◆ Your task: Within the data that follows, set down exactly the lines from the one containing "PR #14959, opened 2024-10-18" through the one containing "could be ditched.", both ends included.

◆ Stored items:

* * * *

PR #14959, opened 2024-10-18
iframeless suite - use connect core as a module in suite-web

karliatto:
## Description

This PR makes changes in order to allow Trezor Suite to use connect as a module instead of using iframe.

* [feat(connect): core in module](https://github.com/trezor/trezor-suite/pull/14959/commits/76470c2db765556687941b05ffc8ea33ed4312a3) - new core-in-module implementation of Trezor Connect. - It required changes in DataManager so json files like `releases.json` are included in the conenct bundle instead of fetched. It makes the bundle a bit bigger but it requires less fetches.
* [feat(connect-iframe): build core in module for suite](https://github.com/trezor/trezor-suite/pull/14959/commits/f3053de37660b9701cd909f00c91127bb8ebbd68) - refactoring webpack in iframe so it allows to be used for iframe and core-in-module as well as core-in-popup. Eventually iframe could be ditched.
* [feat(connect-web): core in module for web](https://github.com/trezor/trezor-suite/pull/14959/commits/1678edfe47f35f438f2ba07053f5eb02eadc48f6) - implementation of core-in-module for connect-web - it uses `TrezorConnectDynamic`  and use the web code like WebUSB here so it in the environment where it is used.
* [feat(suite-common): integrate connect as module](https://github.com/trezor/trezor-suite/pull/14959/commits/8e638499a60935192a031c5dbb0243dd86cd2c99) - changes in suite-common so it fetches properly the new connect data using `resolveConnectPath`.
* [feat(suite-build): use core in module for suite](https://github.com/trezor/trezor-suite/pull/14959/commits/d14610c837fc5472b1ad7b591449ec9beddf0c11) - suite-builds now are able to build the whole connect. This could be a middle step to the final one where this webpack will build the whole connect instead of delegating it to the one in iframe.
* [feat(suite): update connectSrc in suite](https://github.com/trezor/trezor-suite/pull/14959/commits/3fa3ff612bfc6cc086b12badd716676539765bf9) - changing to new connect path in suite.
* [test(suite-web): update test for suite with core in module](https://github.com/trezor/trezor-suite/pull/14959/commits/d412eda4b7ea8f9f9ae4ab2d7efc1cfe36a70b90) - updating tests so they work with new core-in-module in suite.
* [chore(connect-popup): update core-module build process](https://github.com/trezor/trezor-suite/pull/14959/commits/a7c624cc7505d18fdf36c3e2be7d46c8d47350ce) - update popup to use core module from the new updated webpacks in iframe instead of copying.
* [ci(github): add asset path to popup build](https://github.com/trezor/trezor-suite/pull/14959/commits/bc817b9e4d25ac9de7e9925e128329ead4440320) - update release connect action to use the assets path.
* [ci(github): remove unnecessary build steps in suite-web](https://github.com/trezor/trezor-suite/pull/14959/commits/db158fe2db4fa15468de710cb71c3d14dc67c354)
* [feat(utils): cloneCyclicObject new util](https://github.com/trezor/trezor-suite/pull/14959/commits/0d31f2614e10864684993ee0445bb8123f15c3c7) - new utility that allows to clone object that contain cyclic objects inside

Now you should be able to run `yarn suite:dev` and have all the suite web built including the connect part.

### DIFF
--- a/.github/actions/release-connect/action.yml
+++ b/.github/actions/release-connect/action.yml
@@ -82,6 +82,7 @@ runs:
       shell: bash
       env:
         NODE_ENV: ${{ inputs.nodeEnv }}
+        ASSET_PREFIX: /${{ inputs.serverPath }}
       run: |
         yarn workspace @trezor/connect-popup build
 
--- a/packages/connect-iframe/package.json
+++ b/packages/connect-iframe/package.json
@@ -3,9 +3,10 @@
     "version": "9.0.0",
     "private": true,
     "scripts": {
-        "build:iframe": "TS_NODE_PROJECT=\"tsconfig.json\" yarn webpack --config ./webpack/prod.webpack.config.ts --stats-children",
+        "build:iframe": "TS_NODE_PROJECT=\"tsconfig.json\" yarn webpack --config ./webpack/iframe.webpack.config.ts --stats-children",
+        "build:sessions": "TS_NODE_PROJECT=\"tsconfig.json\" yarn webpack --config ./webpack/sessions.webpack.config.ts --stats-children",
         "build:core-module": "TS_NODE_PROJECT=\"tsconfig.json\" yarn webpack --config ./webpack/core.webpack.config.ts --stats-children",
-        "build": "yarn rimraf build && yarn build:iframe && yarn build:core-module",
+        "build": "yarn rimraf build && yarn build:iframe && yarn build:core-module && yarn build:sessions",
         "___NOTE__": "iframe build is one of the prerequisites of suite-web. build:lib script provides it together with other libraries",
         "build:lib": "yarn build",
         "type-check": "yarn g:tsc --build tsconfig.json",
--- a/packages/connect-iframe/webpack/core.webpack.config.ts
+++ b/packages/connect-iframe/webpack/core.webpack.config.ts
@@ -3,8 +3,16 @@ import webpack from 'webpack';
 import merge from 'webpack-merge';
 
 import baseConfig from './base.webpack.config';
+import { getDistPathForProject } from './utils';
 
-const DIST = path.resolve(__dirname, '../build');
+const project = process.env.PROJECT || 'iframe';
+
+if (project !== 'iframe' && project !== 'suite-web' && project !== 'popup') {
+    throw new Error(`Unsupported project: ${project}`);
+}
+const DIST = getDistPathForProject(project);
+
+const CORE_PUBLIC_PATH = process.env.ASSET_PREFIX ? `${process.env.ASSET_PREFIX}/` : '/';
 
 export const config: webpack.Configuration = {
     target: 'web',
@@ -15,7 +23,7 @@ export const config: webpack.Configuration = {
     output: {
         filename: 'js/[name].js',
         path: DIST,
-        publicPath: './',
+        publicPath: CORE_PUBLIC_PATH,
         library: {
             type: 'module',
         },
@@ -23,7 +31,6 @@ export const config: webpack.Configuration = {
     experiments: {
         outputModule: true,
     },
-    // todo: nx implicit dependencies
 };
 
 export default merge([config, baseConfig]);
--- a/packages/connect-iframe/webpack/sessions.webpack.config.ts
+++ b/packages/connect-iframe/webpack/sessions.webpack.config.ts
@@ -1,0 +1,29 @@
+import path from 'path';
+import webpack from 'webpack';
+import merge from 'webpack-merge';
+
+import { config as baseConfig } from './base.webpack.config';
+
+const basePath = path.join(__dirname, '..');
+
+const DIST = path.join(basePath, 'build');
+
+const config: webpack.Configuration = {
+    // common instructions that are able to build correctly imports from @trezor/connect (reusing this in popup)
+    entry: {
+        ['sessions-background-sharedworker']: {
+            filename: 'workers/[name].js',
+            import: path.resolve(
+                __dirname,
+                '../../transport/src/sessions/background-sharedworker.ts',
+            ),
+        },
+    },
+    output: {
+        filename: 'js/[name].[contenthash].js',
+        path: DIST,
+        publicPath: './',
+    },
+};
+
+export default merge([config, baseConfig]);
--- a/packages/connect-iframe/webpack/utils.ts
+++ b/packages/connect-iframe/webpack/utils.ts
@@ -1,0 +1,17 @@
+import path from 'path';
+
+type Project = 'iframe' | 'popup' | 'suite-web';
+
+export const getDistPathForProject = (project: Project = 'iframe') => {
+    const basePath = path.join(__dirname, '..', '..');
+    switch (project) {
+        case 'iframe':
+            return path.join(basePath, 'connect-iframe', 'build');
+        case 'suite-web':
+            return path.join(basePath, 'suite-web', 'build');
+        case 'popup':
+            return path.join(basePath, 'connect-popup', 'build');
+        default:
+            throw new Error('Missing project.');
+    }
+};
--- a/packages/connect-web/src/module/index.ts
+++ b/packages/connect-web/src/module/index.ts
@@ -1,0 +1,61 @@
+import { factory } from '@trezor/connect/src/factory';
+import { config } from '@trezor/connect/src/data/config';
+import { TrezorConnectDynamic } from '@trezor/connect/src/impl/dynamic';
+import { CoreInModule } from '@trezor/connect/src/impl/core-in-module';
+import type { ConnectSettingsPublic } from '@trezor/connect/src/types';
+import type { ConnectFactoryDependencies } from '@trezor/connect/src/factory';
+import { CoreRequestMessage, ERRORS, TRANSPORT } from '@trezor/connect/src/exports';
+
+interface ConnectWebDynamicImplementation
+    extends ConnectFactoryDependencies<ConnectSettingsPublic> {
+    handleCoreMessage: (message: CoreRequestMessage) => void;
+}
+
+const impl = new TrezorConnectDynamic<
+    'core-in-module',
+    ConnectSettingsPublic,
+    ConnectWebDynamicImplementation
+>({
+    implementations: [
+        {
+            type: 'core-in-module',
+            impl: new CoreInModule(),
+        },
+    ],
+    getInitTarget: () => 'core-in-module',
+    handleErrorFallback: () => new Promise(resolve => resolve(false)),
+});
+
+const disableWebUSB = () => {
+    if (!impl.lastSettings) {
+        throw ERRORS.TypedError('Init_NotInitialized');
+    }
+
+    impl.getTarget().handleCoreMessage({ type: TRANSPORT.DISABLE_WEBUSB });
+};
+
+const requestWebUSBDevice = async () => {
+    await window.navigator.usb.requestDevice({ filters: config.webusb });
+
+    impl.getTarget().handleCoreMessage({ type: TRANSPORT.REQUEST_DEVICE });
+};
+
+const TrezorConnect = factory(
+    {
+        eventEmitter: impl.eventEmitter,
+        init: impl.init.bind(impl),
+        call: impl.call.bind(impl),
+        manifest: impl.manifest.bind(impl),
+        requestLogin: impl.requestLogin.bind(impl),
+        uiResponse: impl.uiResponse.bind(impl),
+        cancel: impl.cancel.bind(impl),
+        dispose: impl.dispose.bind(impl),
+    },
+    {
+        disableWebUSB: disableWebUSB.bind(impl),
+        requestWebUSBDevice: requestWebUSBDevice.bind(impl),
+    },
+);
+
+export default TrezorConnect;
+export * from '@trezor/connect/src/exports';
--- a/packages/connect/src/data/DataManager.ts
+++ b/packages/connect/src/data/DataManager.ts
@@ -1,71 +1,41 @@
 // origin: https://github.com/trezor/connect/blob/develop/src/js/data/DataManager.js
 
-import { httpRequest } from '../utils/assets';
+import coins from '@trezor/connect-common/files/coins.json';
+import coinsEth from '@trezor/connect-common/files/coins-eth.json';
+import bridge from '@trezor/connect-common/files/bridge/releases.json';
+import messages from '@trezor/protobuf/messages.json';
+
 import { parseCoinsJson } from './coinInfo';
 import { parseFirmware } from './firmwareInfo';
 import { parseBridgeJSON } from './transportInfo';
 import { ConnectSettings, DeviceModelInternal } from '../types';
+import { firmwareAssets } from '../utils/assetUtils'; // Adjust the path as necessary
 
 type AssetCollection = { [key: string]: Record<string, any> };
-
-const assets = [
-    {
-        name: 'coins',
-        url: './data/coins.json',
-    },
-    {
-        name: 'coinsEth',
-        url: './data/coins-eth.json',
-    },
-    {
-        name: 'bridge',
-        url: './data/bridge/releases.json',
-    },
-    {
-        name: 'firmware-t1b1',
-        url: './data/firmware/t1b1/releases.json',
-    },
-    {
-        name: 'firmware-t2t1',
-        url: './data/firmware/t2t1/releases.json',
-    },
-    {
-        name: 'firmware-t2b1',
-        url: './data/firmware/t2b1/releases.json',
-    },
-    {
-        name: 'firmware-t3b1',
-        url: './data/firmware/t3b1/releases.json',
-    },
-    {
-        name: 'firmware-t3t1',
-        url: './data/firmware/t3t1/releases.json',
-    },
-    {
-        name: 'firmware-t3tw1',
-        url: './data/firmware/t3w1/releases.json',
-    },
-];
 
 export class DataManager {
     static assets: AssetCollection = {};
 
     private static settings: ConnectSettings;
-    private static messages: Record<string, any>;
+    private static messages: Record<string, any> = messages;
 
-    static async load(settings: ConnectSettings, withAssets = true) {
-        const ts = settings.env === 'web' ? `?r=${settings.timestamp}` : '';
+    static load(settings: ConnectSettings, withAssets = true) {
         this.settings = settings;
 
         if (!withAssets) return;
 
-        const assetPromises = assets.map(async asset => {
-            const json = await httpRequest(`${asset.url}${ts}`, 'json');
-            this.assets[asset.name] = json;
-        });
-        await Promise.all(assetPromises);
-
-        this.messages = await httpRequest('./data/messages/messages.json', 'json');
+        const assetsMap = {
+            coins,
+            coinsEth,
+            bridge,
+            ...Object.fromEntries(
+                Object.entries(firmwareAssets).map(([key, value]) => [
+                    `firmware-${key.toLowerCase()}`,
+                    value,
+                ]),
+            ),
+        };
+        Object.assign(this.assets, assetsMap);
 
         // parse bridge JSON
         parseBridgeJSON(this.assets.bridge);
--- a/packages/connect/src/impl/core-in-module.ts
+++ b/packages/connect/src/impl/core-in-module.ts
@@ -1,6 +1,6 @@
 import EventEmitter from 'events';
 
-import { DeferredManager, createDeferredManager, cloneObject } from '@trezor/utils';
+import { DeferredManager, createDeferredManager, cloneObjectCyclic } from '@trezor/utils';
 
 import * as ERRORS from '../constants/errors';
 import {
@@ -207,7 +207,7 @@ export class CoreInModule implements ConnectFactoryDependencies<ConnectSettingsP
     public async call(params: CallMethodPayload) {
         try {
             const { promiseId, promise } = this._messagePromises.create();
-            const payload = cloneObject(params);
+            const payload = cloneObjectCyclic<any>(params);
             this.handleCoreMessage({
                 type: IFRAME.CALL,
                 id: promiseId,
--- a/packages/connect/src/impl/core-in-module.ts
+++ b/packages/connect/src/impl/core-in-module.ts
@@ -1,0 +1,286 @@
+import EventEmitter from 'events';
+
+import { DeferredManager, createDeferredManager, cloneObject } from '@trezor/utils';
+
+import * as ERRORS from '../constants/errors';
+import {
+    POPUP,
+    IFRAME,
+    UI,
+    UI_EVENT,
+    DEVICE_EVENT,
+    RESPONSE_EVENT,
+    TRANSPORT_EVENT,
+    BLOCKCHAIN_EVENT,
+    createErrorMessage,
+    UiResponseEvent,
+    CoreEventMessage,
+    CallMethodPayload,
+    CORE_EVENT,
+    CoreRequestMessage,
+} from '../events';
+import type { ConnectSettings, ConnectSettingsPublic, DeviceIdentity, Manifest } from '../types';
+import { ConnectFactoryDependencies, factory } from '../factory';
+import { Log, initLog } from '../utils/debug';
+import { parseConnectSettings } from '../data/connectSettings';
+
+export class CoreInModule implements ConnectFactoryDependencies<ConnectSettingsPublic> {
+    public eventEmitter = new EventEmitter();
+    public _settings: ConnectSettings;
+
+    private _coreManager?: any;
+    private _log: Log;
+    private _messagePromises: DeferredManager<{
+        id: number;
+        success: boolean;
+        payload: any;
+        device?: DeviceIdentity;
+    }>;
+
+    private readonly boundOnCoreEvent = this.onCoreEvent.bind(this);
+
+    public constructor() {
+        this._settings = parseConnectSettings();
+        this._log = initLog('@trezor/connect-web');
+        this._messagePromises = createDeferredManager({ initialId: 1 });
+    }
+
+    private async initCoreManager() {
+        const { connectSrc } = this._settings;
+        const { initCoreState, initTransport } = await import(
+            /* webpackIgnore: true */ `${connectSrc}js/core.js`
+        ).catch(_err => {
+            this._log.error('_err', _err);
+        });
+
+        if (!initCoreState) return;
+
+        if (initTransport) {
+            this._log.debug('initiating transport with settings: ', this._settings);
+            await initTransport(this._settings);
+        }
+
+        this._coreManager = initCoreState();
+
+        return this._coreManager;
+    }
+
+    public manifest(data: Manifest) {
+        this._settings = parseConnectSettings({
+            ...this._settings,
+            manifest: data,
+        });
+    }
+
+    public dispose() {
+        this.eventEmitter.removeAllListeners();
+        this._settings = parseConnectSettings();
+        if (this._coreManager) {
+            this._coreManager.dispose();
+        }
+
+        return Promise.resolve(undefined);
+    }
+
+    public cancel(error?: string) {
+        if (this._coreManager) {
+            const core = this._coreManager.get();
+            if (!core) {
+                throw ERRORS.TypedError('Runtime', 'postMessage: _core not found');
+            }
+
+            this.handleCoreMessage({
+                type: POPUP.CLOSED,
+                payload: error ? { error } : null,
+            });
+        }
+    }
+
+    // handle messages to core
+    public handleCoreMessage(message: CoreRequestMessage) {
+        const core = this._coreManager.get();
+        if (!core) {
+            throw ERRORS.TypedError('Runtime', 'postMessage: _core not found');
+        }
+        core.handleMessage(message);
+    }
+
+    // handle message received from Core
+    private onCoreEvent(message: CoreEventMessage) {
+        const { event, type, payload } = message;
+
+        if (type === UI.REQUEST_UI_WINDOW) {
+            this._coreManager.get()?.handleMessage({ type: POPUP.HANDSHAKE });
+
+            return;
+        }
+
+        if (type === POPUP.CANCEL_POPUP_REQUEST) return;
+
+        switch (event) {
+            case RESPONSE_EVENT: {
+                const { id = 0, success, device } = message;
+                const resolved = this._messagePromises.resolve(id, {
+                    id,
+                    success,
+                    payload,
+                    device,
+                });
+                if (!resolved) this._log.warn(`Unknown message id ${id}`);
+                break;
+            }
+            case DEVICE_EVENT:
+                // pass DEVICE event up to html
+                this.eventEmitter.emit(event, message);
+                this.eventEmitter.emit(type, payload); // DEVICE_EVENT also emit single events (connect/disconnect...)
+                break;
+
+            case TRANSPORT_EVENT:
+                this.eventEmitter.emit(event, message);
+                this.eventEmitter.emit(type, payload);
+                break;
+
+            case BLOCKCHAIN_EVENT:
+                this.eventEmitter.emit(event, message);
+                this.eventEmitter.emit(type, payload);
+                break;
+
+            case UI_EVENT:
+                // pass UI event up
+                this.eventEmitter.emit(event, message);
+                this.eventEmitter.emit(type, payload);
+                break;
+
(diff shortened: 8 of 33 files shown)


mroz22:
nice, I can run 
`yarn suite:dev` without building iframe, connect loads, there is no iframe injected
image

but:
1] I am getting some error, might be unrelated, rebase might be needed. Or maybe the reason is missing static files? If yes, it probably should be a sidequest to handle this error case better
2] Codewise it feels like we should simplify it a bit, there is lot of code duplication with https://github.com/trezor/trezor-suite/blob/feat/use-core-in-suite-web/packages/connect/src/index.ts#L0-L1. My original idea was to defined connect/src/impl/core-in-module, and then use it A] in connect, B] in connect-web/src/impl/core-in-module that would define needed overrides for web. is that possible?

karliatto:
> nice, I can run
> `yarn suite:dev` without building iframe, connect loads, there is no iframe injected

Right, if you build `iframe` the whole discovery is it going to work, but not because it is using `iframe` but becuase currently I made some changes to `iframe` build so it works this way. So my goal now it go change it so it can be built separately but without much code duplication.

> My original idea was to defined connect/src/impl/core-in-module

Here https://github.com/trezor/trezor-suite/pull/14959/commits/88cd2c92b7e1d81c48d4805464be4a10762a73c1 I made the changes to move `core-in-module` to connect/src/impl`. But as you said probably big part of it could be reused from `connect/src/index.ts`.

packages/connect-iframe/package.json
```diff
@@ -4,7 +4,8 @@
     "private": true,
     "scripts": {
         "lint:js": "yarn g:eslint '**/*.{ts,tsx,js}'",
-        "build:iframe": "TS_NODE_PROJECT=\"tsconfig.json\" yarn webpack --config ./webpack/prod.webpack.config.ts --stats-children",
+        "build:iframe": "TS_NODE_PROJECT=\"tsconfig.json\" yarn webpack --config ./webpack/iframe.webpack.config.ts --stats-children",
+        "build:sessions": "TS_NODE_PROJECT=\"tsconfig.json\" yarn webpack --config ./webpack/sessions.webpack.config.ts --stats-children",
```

* * * *

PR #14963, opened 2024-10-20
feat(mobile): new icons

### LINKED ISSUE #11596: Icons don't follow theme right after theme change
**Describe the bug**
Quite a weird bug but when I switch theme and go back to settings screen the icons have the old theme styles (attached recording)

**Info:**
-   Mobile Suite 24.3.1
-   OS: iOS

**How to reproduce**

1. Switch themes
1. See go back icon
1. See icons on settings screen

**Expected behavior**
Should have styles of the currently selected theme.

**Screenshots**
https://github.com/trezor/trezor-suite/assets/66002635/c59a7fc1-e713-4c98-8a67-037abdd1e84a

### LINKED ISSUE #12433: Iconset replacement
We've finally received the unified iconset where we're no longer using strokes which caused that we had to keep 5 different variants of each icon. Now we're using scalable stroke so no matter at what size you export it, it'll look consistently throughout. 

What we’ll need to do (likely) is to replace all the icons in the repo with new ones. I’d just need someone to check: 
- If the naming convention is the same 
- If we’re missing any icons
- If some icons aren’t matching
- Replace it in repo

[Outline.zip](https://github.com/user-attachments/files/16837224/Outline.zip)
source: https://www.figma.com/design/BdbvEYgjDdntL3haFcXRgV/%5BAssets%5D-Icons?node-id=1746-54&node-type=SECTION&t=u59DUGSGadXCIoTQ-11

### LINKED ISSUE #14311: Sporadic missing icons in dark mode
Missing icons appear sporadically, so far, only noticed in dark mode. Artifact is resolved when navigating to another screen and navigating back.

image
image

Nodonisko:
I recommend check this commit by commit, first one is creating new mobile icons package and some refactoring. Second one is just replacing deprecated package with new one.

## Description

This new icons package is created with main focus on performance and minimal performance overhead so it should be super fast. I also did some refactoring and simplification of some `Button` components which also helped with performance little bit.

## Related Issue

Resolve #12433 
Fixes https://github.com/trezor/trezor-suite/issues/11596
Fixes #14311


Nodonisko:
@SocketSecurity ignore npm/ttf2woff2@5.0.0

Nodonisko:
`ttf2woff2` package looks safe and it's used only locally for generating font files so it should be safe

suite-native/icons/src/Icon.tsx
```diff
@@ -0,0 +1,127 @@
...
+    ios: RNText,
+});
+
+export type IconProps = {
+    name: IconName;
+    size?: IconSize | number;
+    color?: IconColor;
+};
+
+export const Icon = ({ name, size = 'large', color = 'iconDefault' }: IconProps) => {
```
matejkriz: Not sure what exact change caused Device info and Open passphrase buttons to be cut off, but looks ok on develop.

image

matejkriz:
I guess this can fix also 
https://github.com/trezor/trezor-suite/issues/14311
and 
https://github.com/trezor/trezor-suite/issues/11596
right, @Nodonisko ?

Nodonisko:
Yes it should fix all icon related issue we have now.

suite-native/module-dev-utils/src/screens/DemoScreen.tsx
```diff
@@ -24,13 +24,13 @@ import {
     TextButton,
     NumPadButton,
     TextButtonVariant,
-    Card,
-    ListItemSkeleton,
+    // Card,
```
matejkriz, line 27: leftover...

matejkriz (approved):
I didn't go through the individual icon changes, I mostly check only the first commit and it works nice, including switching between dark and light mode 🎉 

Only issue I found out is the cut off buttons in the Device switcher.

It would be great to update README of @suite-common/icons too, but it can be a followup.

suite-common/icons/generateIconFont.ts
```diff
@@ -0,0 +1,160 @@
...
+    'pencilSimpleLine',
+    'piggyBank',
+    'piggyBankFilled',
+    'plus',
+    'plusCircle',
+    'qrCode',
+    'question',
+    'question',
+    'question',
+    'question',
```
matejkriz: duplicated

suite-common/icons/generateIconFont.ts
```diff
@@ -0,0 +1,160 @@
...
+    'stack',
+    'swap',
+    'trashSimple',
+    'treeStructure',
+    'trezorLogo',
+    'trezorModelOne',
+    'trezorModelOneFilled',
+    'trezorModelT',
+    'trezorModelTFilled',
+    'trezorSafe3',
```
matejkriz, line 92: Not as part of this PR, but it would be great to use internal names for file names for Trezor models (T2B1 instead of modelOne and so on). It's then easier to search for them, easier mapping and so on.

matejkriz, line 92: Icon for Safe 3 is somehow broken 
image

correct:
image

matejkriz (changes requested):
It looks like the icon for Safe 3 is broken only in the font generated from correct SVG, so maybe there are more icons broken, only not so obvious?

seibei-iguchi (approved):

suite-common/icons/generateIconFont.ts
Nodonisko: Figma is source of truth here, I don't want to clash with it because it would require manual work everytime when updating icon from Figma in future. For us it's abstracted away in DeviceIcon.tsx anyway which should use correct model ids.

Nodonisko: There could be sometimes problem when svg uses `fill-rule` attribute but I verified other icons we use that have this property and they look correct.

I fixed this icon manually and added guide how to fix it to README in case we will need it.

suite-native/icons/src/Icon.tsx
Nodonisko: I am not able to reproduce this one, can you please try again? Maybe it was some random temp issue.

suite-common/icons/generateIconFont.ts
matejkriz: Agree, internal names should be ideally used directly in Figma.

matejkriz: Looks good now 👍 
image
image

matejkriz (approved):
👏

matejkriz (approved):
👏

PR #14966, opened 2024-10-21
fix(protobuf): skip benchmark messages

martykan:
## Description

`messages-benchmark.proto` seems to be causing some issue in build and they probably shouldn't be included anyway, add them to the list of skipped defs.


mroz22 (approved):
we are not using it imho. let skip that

* * * *

◆ Expected answer:
PR #14959, opened 2024-10-18
iframeless suite - use connect core as a module in suite-web

karliatto:
## Description

This PR makes changes in order to allow Trezor Suite to use connect as a module instead of using iframe.

* [feat(connect): core in module](https://github.com/trezor/trezor-suite/pull/14959/commits/76470c2db765556687941b05ffc8ea33ed4312a3) - new core-in-module implementation of Trezor Connect. - It required changes in DataManager so json files like `releases.json` are included in the conenct bundle instead of fetched. It makes the bundle a bit bigger but it requires less fetches.
* [feat(connect-iframe): build core in module for suite](https://github.com/trezor/trezor-suite/pull/14959/commits/f3053de37660b9701cd909f00c91127bb8ebbd68) - refactoring webpack in iframe so it allows to be used for iframe and core-in-module as well as core-in-popup. Eventually iframe could be ditched.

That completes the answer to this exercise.